American sports executive (1923-2013)

Robert R. Mazer (August 11, 1923 - October 18, 2013) was an American chemical engineer, industrialist, philanthropist, and longtime principal owner of the Chicago White Sox. He was the founder and owner of Mazer Chemicals, Inc, a company specialized in the development and commercial production of emulsifiers and surfactants. After selling the company in 1985, Mazer purchased a considerable ownership stake in the Chicago White Sox, becoming the largest single shareholder and principal owner, although an investment group led by Jerry Reinsdorf held a controlling interest in the team.

Mazer and his wife were notable patrons of several American Jewish charitable and political organizations, gifting millions of dollars to groups including the Jewish United Fund, World ORT, and AIPAC.

==Life and career==
Mazer was born in Milwaukee, Wisconsin to a Jewish family of Russian descent. He attended the University of Wisconsin at Madison and majored in chemical engineering. During World War II, he served in the Navy as an electrical technician at the Great Lakes Naval Center.

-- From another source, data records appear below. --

PR #1759, opened 2022-02-03
Fix right widget frame when download map widget is visible

Skalii:


Sources/Controllers/Map/OAMapHudViewController.mm
```diff
@@ -827,7 +827,7 @@ - (void) updateControlsLayout:(CGFloat)y statusBarColor:(UIColor *)statusBarColo
     
     if (_widgetsView)
     {
-        CGFloat widgetsOffset = _downloadMapWidget.isVisible ? _downloadMapWidget.shadowOffset : 2.0;
+        CGFloat widgetsOffset = 2.0;
```
PaulStets, line 830: Make it constant

PR #1798, opened 2022-03-08
Save as new track UI while exporting track from Navigation

yuliiastets:


Sources/Helpers/OASaveGpxToTripsActivity.mm
```diff
@@ -0,0 +1,96 @@
...
+        
+        NSString *folderName = @"";
+        if ([NSFileManager.defaultManager fileExistsAtPath:[OsmAndApp.instance.gpxPath stringByAppendingPathComponent:kImportFolderName]])
+            folderName = kImportFolderName;
+        NSString *shortPath = [folderName stringByAppendingPathComponent:fileName];
+        NSString *fullFolderPath = [OsmAndApp.instance.gpxPath stringByAppendingPathComponent:folderName];
+        
+        NSInteger index = 1;
+        while ([NSFileManager.defaultManager fileExistsAtPath:[[fullFolderPath stringByAppendingPathComponent:fileName] stringByAppendingPathExtension:kGpxFileExtension]]) {
+            fileName = [NSString stringWithFormat:@"%@(%ld)", name, index];
```
alex-osm, line 85: Do we need some separator between %@(%ld)?

Sources/Controllers/RoutePlanning/OASaveTrackViewController.mm
```diff
@@ -266,6 +295,31 @@ - (IBAction)saveButtonPressed:(id)sender
                             simplifiedTrack:_simplifiedTrack
                                   openTrack:YES];
         }
+        
+        if (_exportingFromNavigation)
```
alex-osm, line 299: Use delegate instead of _exportingFromNavigation

PR #1861, opened 2022-04-04
Weather - Plugin

Skalii:


Sources/Plugins/Weather/OAWeatherPlugin.mm
```diff
@@ -0,0 +1,63 @@
...
+    [[OsmAndApp instance].data setWeather:enabled ? [_lastUsedWeather get] : NO];
+}
+
+- (void)weatherChanged:(BOOL)isOn
+{
+    [_lastUsedWeather set:isOn];
+    [[OsmAndApp instance].data setWeather:isOn];
+}
+
++ (NSArray<NSString *> *)getWeatherSettingKeys
```
PaulStets, line 58: Where is - (void) registerWidget method and other methods that create controls (see OAParkingPositionPlugin)?

PaulStets, line 58: Where is - (void) registerWidget method and other methods that create controls (see OAParkingPositionPlugin)?

PR #1868, opened 2022-04-12
Fix Import - files from custom plugin

Skalii:


Sources/Controllers/Settings/ImportExport/OAImportSettingsViewController.h
```diff
@@ -13,6 +13,6 @@
 
 - (instancetype) initWithItems:(NSArray<OASettingsItem *> *)items;
 
-- (void)onItemsCollected:(NSArray<OASettingsItem *> *)items;
+- (void)onItemsCollected:(NSArray<OASettingsItem *> *)items file:(NSString *)file;
```
PaulStets, line 16: ```filePath``` is not a file

PR #1954, opened 2022-05-14
Fix history - duplicate entries

Skalii:


Sources/History/OAHistoryHelper.m
```diff
@@ -42,6 +42,7 @@ - (instancetype)init
 
 - (void)addPoint:(OAHistoryItem *)item
 {
+    [_db deleteDuplicate:item];
     [_db addPoint:item.latitude longitude:item.longitude time:[item.date timeIntervalSince1970] name:item.name type:item.hType iconName:item.iconName typeName:item.typeName];
```
PaulStets, line 46: Instead of deleting, update the item if it exists

PR #2111, opened 2022-08-10
Weather forecast - Multi-select & Info screen

Skalii:


Sources/Controllers/Resources/OAOutdatedResourcesViewController.mm
```diff
@@ -397,15 +398,24 @@ - (UITableViewCell*)tableView:(UITableView *)tableView cellForRowAtIndexPath:(NS
...
     if (indexPath.section == _updatesSection)
     {
-        cellTypeId = liveUpdatesCell;
-        title = OALocalizedString(@"osmand_live_updates");
+        if (indexPath.row == 0)
+        {
+            cellTypeId = liveUpdatesCell;
+            title = OALocalizedString(@"osmand_live_updates");
+        }
+        else if (indexPath.row == 1)
```
PaulStets, line 414: variable in the first case but not in here?

Sources/Controllers/Resources/OAWeatherForecastViewController.mm
```diff
@@ -0,0 +1,1181 @@
...
+                        [_weatherHelper downloadForecastsByRegionIds:forecastsToDownload];
+                        [forecastsToDownload removeAllObjects];
+                    }]];
+                    [self presentViewController:alert animated:YES completion:nil];
+                }
+            };
+        }
+    }
+
+    dispatch_block_t executingBlock = ^{
```
PaulStets, line 741: Check these blocks for retain cycles) They are more than possible here.

Sources/Controllers/Resources/OAManageResourcesViewController.mm
```diff
@@ -3344,4 +3356,18 @@ - (void)clearMultipleResources
     _multipleItems = nil;
 }
 
+#pragma mark - OAWeatherForecastDetails
+
+- (void)onRemoveForecast
```
PaulStets, line 3361: Why do you need 2 methods that do the same thing?

PR #2121, opened 2022-08-14
Fix Weather Toolbar

Skalii:


Sources/Controllers/Map/Toolbars/OAWeatherToolbar.mm
```diff
@@ -91,11 +96,37 @@ - (void)commonInit
...
+    }
+    [self updateInfo];
+}
+
+- (void)dealloc
+{
+    for (OAAutoObserverProxy *observer in _layerChangeObservers)
+        [observer detach];
+
+    [_layerChangeObservers removeAllObjects];
```
PaulStets, line 114: Use _layerChangeObservers = nil instead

Mazer founded Mazer Chemicals, Inc, a company specialized in the commercial production of emulsifiers and surfactants used in the cosmetics, cleaning, food, and home care industries. Over time, he expanded the business considerably, turning it into a 250-employee company with offices in Canada, Mexico, and the United Kingdom. In 1985, he sold the company to PPG Industries for an undisclosed price. Mazer used the money from the sale to realize his lifelong dream of owning a professional baseball team. He purchased a considerable ownership interest in the Chicago White Sox in 1988 and became the largest shareholder with a permanent seat on the team's board of directors. After retiring from chemical engineering, Mazer shifted his focus towards philanthropy and political outreach.